What I'm Reading & Watching
A running list of books, shows, and movies I’m reading, revisiting, or planning to write about. Think of it as an open bookshelf — if you want to read along, grab a copy now and join the conversation.
If you want to follow along—or if you’re curious about the list I plan to tackle—here’s the opening stack. These are the titles and shows that cracked something open for me, and in one way or another, ripple through Line & Verse.
I would also love to hear your recommendations - comment below👇
Maurice by E.M. Forster
Written in 1913 but published only after Forster’s death in 1971, Maurice is the classic queer novel that dared to imagine a happy ending. Set in Edwardian England, it follows Maurice Hall from schoolboy crushes through university friendships and into an adulthood where desire and convention collide. Forster gave queer readers something almost unheard of at the time: not tragedy, not punishment, but love that survives.
For anyone who grew up scanning the margins for scraps of recognition, Maurice feels like a quiet miracle — proof that our stories have always existed, even when the world wasn’t ready to see them.
The Velvet Rage — Alan Downs
The book that finally made sense of the decades I spent trying to perform straight. Downs puts words around the shame that seeps into you long before you know its name. It’s not an easy read, but it’s an honest one.
Me Talk Pretty One Day — David Sedaris
I’ve been reading Sedaris for years, but lately I find myself recognizing my own family in his. The way humor, cruelty, and tenderness get tangled together feels familiar in a way that’s both painful and comforting.
On Being Different: What It Means to Be a Homosexual — Merle Miller
Published in 1971, it was radical just for existing.
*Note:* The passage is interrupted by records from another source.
Issue #243, opened 2021-07-27
[Orderbook-v1] Implement fuzz targets


sea212:
Pallet *orderbook-v1* still needs fuzz targets to test its stability. Fuzz testing with *cargo-fuzz* is described in the [Rust Fuzz Book](https://rust-fuzz.github.io/book/cargo-fuzz.html).
The pallets *swaps* and *prediction-markets* already implement one fuzz target to fuzz test them, which can serve as an example.

Implement at least one fuzz target that covers the possible logical paths as good as possible. For example, create a bid on one side and fulfill it at the other side. As a bonus, move the different logical paths into distinguished fuzz targets.

Add the commands to execute the fuzz targets to *scripts/tests/fuzz.sh*, once all targets are implemented.

zachanon:
Hello and happy Saturday, or maybe Samstag. I would like to work on this issue if possible.

sea212:
Solved in #247

PR #247, opened 2021-08-01
[Orderbook-v1] Implement fuzz targets

zachanon:
PR for [#243](https://github.com/zeitgeistpm/zeitgeist/issues/243)


zachanon:
I've implemented two paths. One makes and then fills orders, another makes and then cancels them. When running I get a panic,

```
thread '<unnamed>' panicked at 'called `Option::unwrap()` on a `None` value', /home/zach/projects/zeitgeist/zrml/orderbook-v1/src/lib.rs:339:80
stack backtrace:
   0: rust_begin_unwind
             at /rustc/3a5d45f68cadc8fff4fbb557780f92b403b19c19/library/std/src/panicking.rs:493:5
   1: core::panicking::panic_fmt
             at /rustc/3a5d45f68cadc8fff4fbb557780f92b403b19c19/library/core/src/panicking.rs:92:14
   2: core::panicking::panic
             at /rustc/3a5d45f68cadc8fff4fbb557780f92b403b19c19/library/core/src/panicking.rs:50:5
   3: zrml_orderbook_v1::pallet::Pallet<T>::make_order
   4: orderbook_v1_full_workflow::rust_fuzzer_test_input::{{closure}}
   5: environmental::using::{{closure}}
   6: sp_state_machine::testing::TestExternalities<H,N>::execute_with
   7: rust_fuzzer_test_input
   8: __rust_try
   9: LLVMFuzzerTestOneInput
  10: _ZN6fuzzer6Fuzzer15ExecuteCallbackEPKhm
  11: _ZN6fuzzer6Fuzzer6RunOneEPKhmbPNS_9InputInfoEbPb
  12: _ZN6fuzzer6Fuzzer16MutateAndTestOneEv
  13: _ZN6fuzzer6Fuzzer4LoopERSt6vectorINS_9SizedFileENS_16fuzzer_allocatorIS2_EEE
  14: _ZN6fuzzer12FuzzerDriverEPiPPPcPFiPKhmE
  15: main
  16: __libc_start_main
  17: _start
```

I've double checked my logic on the fuzz and it seems correct. I will attempt to reproduce this behavior on a full node next, and then triple check my fuzz targets to be sure.

sea212:
That's awesome, zachanon, you just have found a instability in the pallet.
In */home/zach/projects/zeitgeist/zrml/orderbook-v1/src/lib.rs:333* we unwrap a value that can become None in case an arithmetic overflow occurred. Can you please add a new Error `ArithmeticOverflow`, change the return type of the `cost` function (lib.rs:333) to `DispatchResult` and change the code, such that it returns `ArithmeticOverflow` when the checked arithmetic operations return `None`?

zachanon:
Sure thing.

zachanon:
I opted to take a different route, as the ```impl Order``` did not like being passed the Config. In this case I changed the return to an ```Option<_>``` type and checked for ```None``` values in the calling functions.

sea212:
Thanks for implementing this feature. Once the pipeline successfully executes we can start the review.
You can use `cargo fmt` to format the code and `cargo fmt --all -- --check` to check if it is formatted, execute *scripts/test/clippy.sh* to check if additional code improvements exist (such as the removal of unnecessary return statements) and finally execute the tests for the orderbook-v1 pallet
`cargo test --features std,runtime-benchmarks --manifest-path zrml/orderbook-v1/Cargo.toml --no-default-features` or all other pallets `./scripts/tests/misc.sh` in case the orderbook-v1 pallet is used by another pallet or in case other pallets were changed, which is not the case.

zrml/orderbook-v1/fuzz/orderbook_v1_full_workflow.rs
```diff
@@ -0,0 +1,99 @@
...
+    match module {
+        0 => Asset::CategoricalOutcome(seed0, seed1),
+        1 => {
+            let scalar_position =
+                if seed1 % 2 == 0 { ScalarPosition::Long } else { ScalarPosition::Short };
+            Asset::ScalarOutcome(seed0, scalar_position)
+        }
+        2 => Asset::CombinatorialOutcome,
+        3 => Asset::PoolShare(SerdeWrapper(seed0)),
+        _ => Asset::Ztg,
```
sea212, line 89: The "_" branch will never be reached.

zrml/orderbook-v1/src/lib.rs
```diff
@@ -252,6 +262,7 @@ mod pallet {
 
     #[pallet::error]
     pub enum Error<T> {
+        ArithmaticOverflow,
```
sea212, line 265: Just a small typo: ArithmaticOverflow -> ArithmeticOverflow

sea212 (commented):
Looks fine overall. Would be nice to have the unreachable branch situation improved.

zrml/orderbook-v1/src/lib.rs
```diff
@@ -73,7 +72,11 @@ mod pallet {
 
                 match order_data.side {
                     OrderSide::Bid => {
-                        T::Currency::unreserve(&maker, order_data.cost());
+                        let cost = match order_data.cost() {
+                            Some(cost) => cost,
+                            None => return Err(Error::<T>::ArithmaticOverflow.into()),
+                        };
+                        T::Currency::unreserve(&maker, cost);
```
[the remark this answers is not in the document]
sea212: My bad about the inclusion of `Error::<T>::ArithmaticOverflow`, overlooked it in the `DispatchError` enum, sorry!

zachanon:
I believe I addressed all concerns.

Is there a better way to error handle when unwrapping Options? The match syntax is okay but I feel like there is probably a more parsimonious syntax to use.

Miller’s essay-turned-book is plainspoken and devastating—one of the first public declarations that we are here, and that our lives matter.
A Boy’s Own Story — Edmund White
A novel, yes, but for so many it read like confession. White captures the beauty and the brutality of growing up queer in a world that never intended to make space for you. It’s lyrical and merciless all at once.
Bad Faith: Race and the Rise of the Religious Right — Randall Balmer
A history that cuts through the mythology. Balmer argues that the Religious Right wasn’t born out of “family values” but out of resistance to desegregation. Reading it, you see how control, faith, and fear built the cultural world so many of us grew up inside.
Shiny Happy People (Amazon Prime Documentary)
I’ve already written about this one—it deserved its own essay. A chilling look at the Duggar family and the IBLP movement behind them. It’s about faith, control, and the cost of silence—themes that echo far beyond one family. Watch it on Amazon Prime
Back to the Frontier (HBO Max / Magnolia Network)
Three families attempt homesteading like it’s the 1880s—including two gay dads and their twins. Watching them navigate silence, self-sufficiency, and family in that context cracked something open in me. Their presence on screen is a quiet kind of disruptor—you can’t argue with visibility.
This is just the beginning. Over time, I’ll add more—books that shaped me, shows that unsettled me, stories I wish I’d found sooner. Some may even echo inside the chapters of Line & Verse.
What am I missing? What’s on your list?